DESCRIPTION OF THE TASK
Which lines below contain the word "yval"? Copy each one.

┌─ EXTRACTED INFORMATION

Issue #2208, opened 2021-07-15
ROI implementation of setting the center position is inconsistent


pllim:
`RectangularROI.set_center()` does not exist even though the base class implies it should.

pllim:
`EllipticalROI` does not have it either but `CircularROI` does. 🤷

pllim:
I guess `move_to` is supposed to serve the same purpose?

PR #2391, opened 2023-04-26
Make ROI.move_to() behave consistently and expose it at subset_state level

pllim:
Make `ROI.move_to()` behave consistently such that all of them take absolute coords now, not some absolute and some delta. Also expose `move_to` machinery at `subset_state` level so we can move ROIs in composite subset all at once.

The main motivation is so I can have user click to recenter a subset that can be a simple shape with single ROI or an annulus that is actually a subset state with 2 attached ROIs (https://github.com/glue-viz/glue-astronomy/pull/90).

I don't know why some `move_to` expects only delta but that kind of inconsistent behavior is more of a bug than feature from my perspective.

### DIFF
--- a/glue/core/roi.py
+++ b/glue/core/roi.py
@@ -1706,7 +1706,7 @@ class MplPolygonalROI(AbstractMplRoi):
             xval, yval = axes_trans.transform([event.x, event.y])
 
         if self._scrubbing:
-            old_x, old_y = self._roi.centroid()
+            old_x, old_y = self._roi.center()
             new_x = old_x + xval - self._cx
             new_y = old_y + yval - self._cy
             self._roi.move_to(new_x, new_y)
--- a/glue/core/roi.py
+++ b/glue/core/roi.py
@@ -1,4 +1,5 @@
 import copy
+import warnings
 
 import numpy as np
 from matplotlib.patches import Ellipse, Polygon, Rectangle, Path as MplPath, PathPatch
@@ -487,17 +488,20 @@ class CircularROI(Roi):
             y = np.asarray(y)
         return (x - self.xc) ** 2 + (y - self.yc) ** 2 < self.radius ** 2
 
-    def set_center(self, x, y):
+    def set_center(self, x, y):  # pragma: no cover
         """Set the center of the circular region"""
-        self.xc = x
-        self.yc = y
+        warnings.warn("set_center is deprecated and may be removed "
+                      "in a future release, use move_to", DeprecationWarning)
+        self.move_to(x, y)
 
     def set_radius(self, radius):
         """Set the radius of the circular region"""
         self.radius = radius
 
-    def get_center(self):
-        return self.xc, self.yc
+    def get_center(self):  # pragma: no cover
+        warnings.warn("get_center is deprecated and may be removed "
+                      "in a future release, use center", DeprecationWarning)
+        return self.center()
 
     def get_radius(self):
         return self.radius
@@ -509,8 +513,8 @@ class CircularROI(Roi):
         self.radius = 0.
 
     def defined(self):
-        return self.xc is not None and \
-            self.yc is not None and self.radius is not None
+        return (self.xc is not None and
+                self.yc is not None and self.radius is not None)
 
     def to_polygon(self):
         if not self.defined():
@@ -523,9 +527,12 @@ class CircularROI(Roi):
     def transformed(self, xfunc=None, yfunc=None):
         return PolygonalROI(*self.to_polygon()).transformed(xfunc=xfunc, yfunc=yfunc)
 
-    def move_to(self, xdelta, ydelta):
-        self.xc += xdelta
-        self.yc += ydelta
+    def center(self):
+        return self.xc, self.yc
+
+    def move_to(self, x, y):
+        self.xc = x
+        self.yc = y
 
     def __gluestate__(self, context):
         return dict(xc=context.do(self.xc),
@@ -556,8 +563,8 @@ class EllipticalROI(Roi):
 
     Notes
     -----
-        The `radius_x`, `radius_y` properties refer to the semiaxes along the `x` and `y`
-        axes *before* any rotation is applied.
+    The `radius_x`, `radius_y` properties refer to the semiaxes along the `x` and `y`
+    axes *before* any rotation is applied.
     """
 
     def __init__(self, xc=None, yc=None, radius_x=None, radius_y=None, theta=None):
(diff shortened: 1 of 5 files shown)


pllim:
I cannot tell if `Fatal Python error: Segmentation fault` is related or not.

Since this fundamentally changed `move_to` for a couple of ROI classes, maybe you want to tell me what else I have to fix to make this work.

pllim:
This error does look related. Any advice on how to fix the test? I am not familiar with that this scrubbing is supposed to do. Thanks!

```
____________________________ TestPolyMpl.test_scrub ____________________________

self = <glue.core.tests.test_roi.TestPolyMpl object at 0x7f091b8d1c90>
    def test_scrub(self):
        self.send_events()
        roi = self.scrub(roi=self.roi)
>       assert roi._roi.vx[0] == 6
E       assert -1.5 == 6
glue/core/tests/test_roi.py:1181: AssertionError
```

dhomeier:
> I don't know why some `move_to` expects only delta but that kind of inconsistent behavior is more of a bug than feature from my perspective.

I agree that's been bugging me before (may have been discussed in #2235, but I think there it was more about `rotate_to`/`rotate_by`). Behind this may be that at least `CircularROI` also has a `set_center` method, but that's been very inconsistently implemented (cf. #2208!). So I'd rather change `set_center` to `self.move_to(x, y)` now (and perhaps deprecate it at some point), and should it really be required, add a distinct `move_by` method.
The changed test results probably indicate that the `Mpl*ROI`s calling `move_to` within the scrubbing mechanism adapted to the old versions. I think this will need a bit more careful checking downstream to make sure this does not break anything.

For the `test_scrub` failure I think the correct fix would be to change `MplPolygonalROI.update_selection` to
```python
        if self._scrubbing:
            self._roi.move_to(xval, yval)
```

pllim:
Thanks for the pointers! I updated the code so that test result will not change.

glue/core/subset.py
```diff
@@ -1079,6 +1086,12 @@ def __init__(self, state1, state2=None):
     def copy(self):
         return type(self)(self.state1, self.state2)
 
+    def move_to(self, *args):
+        """Move any underlying ROI to the new given center."""
+        self.state1.move_to(*args)
+        if self.state2:
+            self.state2.move_to(*args)
```
dhomeier, line 1093: Thinking of your previous issue and comment on offset (non-concentric) AnnulusROIs, I am wondering if such `CompositeSubsetState`s could be constructed here. In that case the inner ROI would probably have to be moved as
```suggestion
           self.state2.move_to(self.state2.center()[0] - self.state1.center()[0] + x, self.state2.center()[1] - self.state1.center()[1] + y, *args)
```
...

pllim: I don't understand your suggestion. I had tested this downstream and the annulus moved fine with my patch as-is. I am relying on the built-in state recursion.

pllim: Oh... I just saw "non-concentric". Is that a thing? I have not seen such things implemented in both `regions` and `photutils`.

dhomeier:
Thanks, I did not trace the Polygon movement exactly, but [6, 7] looks rather like the correct position.

glue/core/subset.py
dhomeier: Yes, not saying that this is presently implemented anywhere, but if it could be done in principle, better to allow for such a case.

dhomeier:
I have not found any direct uses of `move_to()` or `set_center()` downstream in any of the glueviz packages, so with MplROI taken care of, this might be safe.
I did notice that `CircularROI` of all things does not implement `self.center`, so would add that as a wrapper/replacement for `get_center`, and then also have `set_center` just wrap `move_to`. @astrofrog: do you think this would be a good moment for getting rid of `set_center` internally (again, it is only used in `MplCircularROI` and the tests, and nowhere downstream in glueviz afaics, but might be used in userland code, so I'd probably not remove it completely yet)?

glue/core/subset.py
pllim: But the subset state currently does not have a `.center()` and I am not 100% all ROIs have consistent `.center()` methods. This is not something I want to deal with in this patch. I'd rather we open up a follow up issue for non-concentric support.

dhomeier: Yes, `CircularROI` is lacking it, not sure of any others; but if it is not available for `self.state2` generally, this can not be added here (I guess that means `CompositeSubsetState`s with different centres cannot be constructed ATM).

pllim: I mean, you could do composite subset state with whatever you want, and you correctly pointed out that `move_to` here won't work correctly for most of those except when they share the same center. I was hoping this won't be a problem for Jdaviz but now that I think about it... sigh, someone is going to draw something weird over there and encounter exactly this. 😭 

So, why don't you and Tom hash out what is the plan with https://github.com/glue-viz/glue/pull/2391#issuecomment-1524084015 and then we can try to address that here? Thanks!

astrofrog:
Yes I think that would be fine - I doubt many people use this API so it is ok to update.

pllim:
@dhomeier and @astrofrog , I think I addressed your comments. I tested the `move_to` with some weird composite subset and seems to work. It is reflected in the new tests I added.

glue/core/roi.py
```diff
@@ -865,7 +877,13 @@ def centroid(self):
 
         return np.dot(xs, dxy) * scl + x0, np.dot(ys, dxy) * scl + y0
 
-    def move_to(self, xdelta, ydelta):
+    def center(self):
+        return self.centroid()  # centroid is more robust than mean
```
dhomeier, line 881:
```suggestion
        # centroid is more robust than mean, but undefined for degenerate (1D) polygons
        if self.area() == 0:
            return self.mean()
        else:
            return self.centroid()
```
I think that special case needs to be taken care of (although it seems not to be tested :( ), just as done in https://github.com/glue-viz/glue/blob/d2adb6895514044d4b40fdf1f2c082ca92df6a4b/glue/core/roi.py#L887-L889 – `rotate_to` can then be simplified to just use
```python
        center = self.center() if center is None else center
```

pllim: Good call. Done. Thanks!

dhomeier (approved):
Huge thank you for taking care of all the refactoring and test updates!

pllim:
Thanks for the reviews and merge!

astrofrog:
I'm going to remove the Bug label because it's not really a bug, more of a clean-up, so I think I will bump the minor version as there is effectively an API change.

dhomeier:
Agreed; should go under enhancement for the changelog then.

└─

SOLVED PROBLEM
             xval, yval = axes_trans.transform([event.x, event.y])
             new_y = old_y + yval - self._cy
            self._roi.move_to(xval, yval)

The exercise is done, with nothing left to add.